One or more populations of anchor particles may be used, each being combined with a tethering agent selected for its attraction to the re-activated fines and/or to the other anchor particle's tether. The tethering functional group on the surface of the anchor particle can be from modification using a multifunctional coupling agent or a polymer. The multifunctional coupling agent can be an amino silane coupling agent as an example. These molecules can bond to an anchor particle's surface and then present their amine group for interaction with the re-activated fines. In the case of a tethering polymer, the polymer on the surface of the particles can be covalently bound to the surface or interact with the surface of the anchor particle using any number of other forces such as electrostatic, hydrophobic, or hydrogen bonding interactions. In the case that the polymer is covalently bound to the surface, a multifunctional coupling agent can be used such as a silane coupling agent. Suitable coupling agents include isocyano silanes and epoxy silanes as examples. A polyamine can then react with an isocyano silane or epoxy silane for example. Polyamines include polyallyl amine, polyvinyl amine, chitosan, and polyethylenimine.
In embodiments, polyamines (polymers containing primary, secondary, tertiary, and/or quaternary amines) can also self-assemble onto the surface of the particles or fibers to functionalize them without the need of a coupling agent.
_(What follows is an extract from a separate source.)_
Issue #1895, opened 2023-03-17
Improvements to QueryMetricsWriter


billoley:
Make number of updates that are pulled off of the queue at a time configurable.  This impacts the RemoteQueryMetricService path more than the ShardTableQueryMetricHandler path because we send the updates as one POST request to the remote service while the updates one at a time to the ShardTableQueryMetricHandler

For example, polyamines can self-assemble onto the surface of the particles through electrostatic interactions. They can also be precipitated onto the surface in the case of chitosan for example. Since chitosan is soluble in acidic aqueous conditions, it can be precipitated onto the surface of particles by suspending the particles in a chitosan solution and then raising the solution pH.
In embodiments, the amines or a majority of amines are charged. Some polyamines, such as quaternary amines are fully charged regardless of the pH. Other amines can be charged or uncharged depending on the environment. The polyamines can be charged after addition onto the particles by treating them with an acid solution to protonate the amines. In embodiments, the acid solution can be non-aqueous to prevent the polyamine from going back into solution in the case where it is not covalently attached to the particle. The tethering polymers and anchor particles can complex via forming one or more ionic bonds, covalent bonds, hydrogen bonding and combinations thereof, for example. Ionic complexing is preferred.
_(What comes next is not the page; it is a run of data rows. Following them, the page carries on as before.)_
PR #1902, opened 2023-03-22
Fix nested field group names, edge efficiencies

hlgp:
Fixes nested field group names so we don't have to specify all possible combinations of offset lineage in configurations. e.g.:
  FIELD.Parent1_0.Parent2_0.FIELD_0 
  FIELD.Parent1_1.Parent2_0.FIELD_0
  FIELD.Parent1_1.Parent2_1.FIELD_0
  ...
  FIELD.Parent1_N.Parent2_M.FIELD_X
  used to have the groups explicitly defined for all real integers, N,M, and X but can now all be referenced with Parent1.Parent2. 
 The event field name remains unchanged.

Fixes the case where we were generating edges from a field to itself (not a different instance. its literal self)

Moves a short circuit in edge generation up so we don't waste time checking preconditions on events that don't even have the necessary fields.

Allows edge definitions for child datatypes.

Addresses #1905


warehouse/ingest-core/src/main/java/datawave/ingest/data/TypeRegistry.java
```diff
@@ -243,6 +244,15 @@ private TypeRegistry(Configuration config) {
                     Type t = new Type(typeName, outputName, helperClass, readerClass, handlerClassNames, filterPriority, filterClassNames);
                     log.debug("Registered type " + t);
                     this.put(typeName, t);
+                    
+                    if (null != config.get(typeName + DataTypeOverrideHelper.Properties.DATA_TYPE_VALUES)) {
```
ivakegg, line 248: excellent.

warehouse/ingest-core/src/main/java/datawave/ingest/data/normalizer/SimpleGroupFieldNameParser.java
```diff
@@ -35,20 +30,37 @@ public SimpleGroupFieldNameParser(boolean shouldIncludeDelimInGroupName) {
      */
```
ivakegg, line 30: Add comments please describing what "nested" means here.

warehouse/ingest-core/src/main/java/datawave/ingest/data/normalizer/SimpleGroupFieldNameParser.java
```diff
@@ -17,16 +18,10 @@
 public class SimpleGroupFieldNameParser {
     private static final long serialVersionUID = 1035918631638323565L;
     private static final Logger log = Logger.getLogger(SimpleGroupFieldNameParser.class);
-    private final boolean shouldIncludeDelimInGroupName;
+    private static final Pattern parentGroupingPattern = Pattern.compile("_\\d");
```
ivakegg: I don't have the answer here, but pattern matching can be somewhat expensive.  I expect this class is used quite a lot so I am wondering whether we should use a more optimized routine:
```
    static String trimGroup(String groupStr) {
        StringBuilder group = new StringBuilder();
        boolean inSubgroup = false;
        int lastDotIndex = -1;
        int groupStart = -1;
        for (int i = 0; i < groupStr.length(); i++) {
            char c = groupStr.charAt(i);
            if (inSubgroup) {
                if (c == '.') {
                    lastDotIndex = group.length();
                    group.append(c);
                    inSubgroup = false;
                } else if (Character.isDigit(c)) {
                    // continue
                } else {
                    group.append(groupStr.substring(groupStart, i+1));
                    inSubgroup = false;
                }
            } else if (c == '_') {
                inSubgroup = true;
                groupStart = i;
            } else if (c == '.') {
                lastDotIndex = group.length();
                group.append('.');
            } else {
                group.append(c);
            }
        }
        if (lastDotIndex >= 0) {
            return group.substring(0, lastDotIndex);
        } else {
            return group.toString();
        }
    }

```

warehouse/ingest-core/src/main/java/datawave/ingest/data/normalizer/SimpleGroupFieldNameParser.java
```diff
@@ -35,20 +30,37 @@ public SimpleGroupFieldNameParser(boolean shouldIncludeDelimInGroupName) {
...
     public NormalizedContentInterface extractFieldNameComponents(NormalizedContentInterface origField) {
         String originalIndexedFieldName = origField.getIndexedFieldName();
-        String normParts[] = StringUtils.split(originalIndexedFieldName, '.');
+        String[] splits = StringUtils.split(originalIndexedFieldName, '.');
         int index = originalIndexedFieldName.indexOf('.');
         
-        if (index > -1) {
-            String baseFieldName = originalIndexedFieldName.substring(0, index);
-            String group = originalIndexedFieldName.substring(index + (shouldIncludeDelimInGroupName ? 0 : 1));
+        if (index > 1) {
```
ivakegg: Can't we just test if splits.length > 1 instead of looking for a dot again?

warehouse/ingest-core/src/main/java/datawave/ingest/data/normalizer/SimpleGroupFieldNameParser.java
```diff
@@ -35,20 +30,37 @@ public SimpleGroupFieldNameParser(boolean shouldIncludeDelimInGroupName) {
...
             
-            // we are nested
+            String baseFieldName = null;
+            String group = null;
+            String subgroup = null;
+            
+            baseFieldName = splits[0];
+            group = originalIndexedFieldName.substring(index + 1);
+            
+            if (parentGroupingMatch.matcher(group).matches()) {
```
ivakegg: since we went through the trouble of splitting the string on dots, maybe simply pulling off every thing after the _ on each token is sufficient and then simply merge those tokens back together again for the "group".

warehouse/ingest-core/src/main/java/datawave/ingest/mapreduce/handler/edge/ProtobufEdgeDataTypeHandler.java
```diff
@@ -756,6 +758,29 @@ private void setupPreconditionEvaluation(Multimap<String,NormalizedContentInterf
         }
     }
     
+    private boolean eventLacksEdgeFields(EdgeDefinition edgeDef) {
```
ivakegg: Calculating the negation can always be confusing for some and can lead to errors down the line.  Can we change this to containsEdgeFields(edgeDef) ?

warehouse/ingest-core/src/main/java/datawave/ingest/mapreduce/handler/edge/ProtobufEdgeDataTypeHandler.java
```diff
@@ -599,27 +613,12 @@ public long process(KEYIN key, RawRecordContainer event, Multimap<String,Normali
             
             String enrichmentFieldName = getEnrichmentFieldName(edgeDef);
             
-            Multimap<String,NormalizedContentInterface> mSource = null;
-            Multimap<String,NormalizedContentInterface> mSink = null;
+            Multimap<String,NormalizedContentInterface> mSource = depthFirstList.get(edgeDef.getSourceFieldName());
+            Multimap<String,NormalizedContentInterface> mSink = depthFirstList.get(edgeDef.getSinkFieldName());
             
             String sourceGroup = getGroup(edgeDef.getSourceFieldName());
```
ivakegg: Should we not be using all of that good work we did above to determine the group and subgroup?

ivakegg (changes requested):

warehouse/ingest-core/src/main/java/datawave/ingest/data/normalizer/SimpleGroupFieldNameParser.java
hlgp: the problem is that sometimes we have PARENT_FIELD_NAME, sometimes PARENT_FIELD_NAME_0, and PARENT_0, so we can't be that lax with everything after the last _

warehouse/ingest-core/src/main/java/datawave/ingest/mapreduce/handler/edge/ProtobufEdgeDataTypeHandler.java
hlgp: But I don't not like double negatives.  Jk, no problem.

warehouse/ingest-core/src/main/java/datawave/ingest/mapreduce/handler/edge/ProtobufEdgeDataTypeHandler.java
hlgp: Please review my refactor MR.

warehouse/ingest-core/src/main/java/datawave/ingest/data/normalizer/SimpleGroupFieldNameParser.java
hlgp: Sure.  Not exactly but I  get the gist of what you want.

warehouse/ingest-core/src/main/java/datawave/ingest/data/normalizer/SimpleGroupFieldNameParser.java
ivakegg: I figured I was missing something.  I really don't get this comment.  Can you give me an example?

warehouse/ingest-core/src/main/java/datawave/ingest/mapreduce/handler/edge/ProtobufEdgeDataTypeHandler.java
ivakegg: The one that is a WIP ?

warehouse/ingest-core/src/main/java/datawave/ingest/data/normalizer/SimpleGroupFieldNameParser.java
ivakegg: oh, I see what you mean.  ok then check for digits as I did in the trim routine.   but we still can use the tokens to rebuild.  Just a suggestion.

warehouse/ingest-core/src/main/java/datawave/ingest/data/normalizer/SimpleGroupFieldNameParser.java
hlgp: Special case where the field name begins with ".", but sure, I could check if the first split is empty.

warehouse/ingest-core/src/main/java/datawave/ingest/mapreduce/handler/edge/ProtobufEdgeDataTypeHandler.java
hlgp: moved some of those changes into this one

warehouse/ingest-core/src/main/java/datawave/ingest/data/normalizer/SimpleGroupFieldNameParser.java
```diff
@@ -35,20 +31,41 @@ public SimpleGroupFieldNameParser(boolean shouldIncludeDelimInGroupName) {
...
+            String origGroup = null;
+            String group = null;
+            String subgroup = null;
+            
+            baseFieldName = splits[0];
+            origGroup = extractGroup(splits);
+            
+            group = trimGroup(origGroup);
+            
+            if (!trimmed) {
```
ivakegg: won't trimmed always be false here?

ivakegg: I am guessing that trimmed should be set to (!group.equals(origGroup)) ?

ivakegg: Oh, I see what you are doing.  I do not like the parser holding state however.  Especially static state!  That makes this no longer thread safe..  I think you can remove that variable and just test for group.equals(origGroup).

hlgp: No, I tried that first, thanks.  It's not true that the trimmed value will equal the original for this purpose.  I could probably edit the extract and trim methods such that it might... will try.

ivakegg: Then we need to return the trimmed boolean back with the method as well as the resulting group.
Perhaps pass in a StringBuilder for the trimmed result and the method should return a boolean as to whether it was "trimmed".

warehouse/ingest-core/src/main/java/datawave/ingest/data/normalizer/SimpleGroupFieldNameParser.java
```diff
@@ -57,9 +71,55 @@ public NormalizedContentInterface extractFieldNameComponents(NormalizedContentIn
         }
     }
     
+    private String extractGroup(String[] splits) {
```
ivakegg, line 146: perhaps a comment that this is returning all but the first and last split joined together.

warehouse/ingest-core/src/main/java/datawave/ingest/mapreduce/handler/edge/ProtobufEdgeDataTypeHandler.java
```diff
@@ -637,6 +635,9 @@ public long process(KEYIN key, RawRecordContainer event, Multimap<String,Normali
                     for (String subGroup : commonKeys) {
                         for (NormalizedContentInterface ifaceSource : mSource.get(subGroup)) {
                             for (NormalizedContentInterface ifaceSink : mSink.get(subGroup)) {
+                                if (ifaceSource.equals(ifaceSink)) {
```
ivakegg: How can this happen?  Would this only happen if we have an edge with the same source and sink?  Would this happen if the value of the field is the same on both sides (in which case this may be ok)?  This may be ok I am just trying to understand why.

As an example of a tethering material used with an anchor particle in accordance with these systems and methods, chitosan can be precipitated onto anchor particles, for example, via pH-switching behavior. The chitosan as a tether can have affinity for anionic systems that have been used to activate fine particles. In one example, partially hydrolyzed polyacrylamide polymers can be used to re-activate fines, resulting in a particle with anionic charge properties. The cationic charge of the chitosan will attract the anionic charge of the activated particles, to attach the anchor particles to the re-activated fines. In the foregoing example, electrostatic interactions can govern the assembly of the activated fine particle complexes bearing the anionic partially-hydrolyzed polyacrylamide polymer and the cationic anchor particles complexed with the chitosan tethering material.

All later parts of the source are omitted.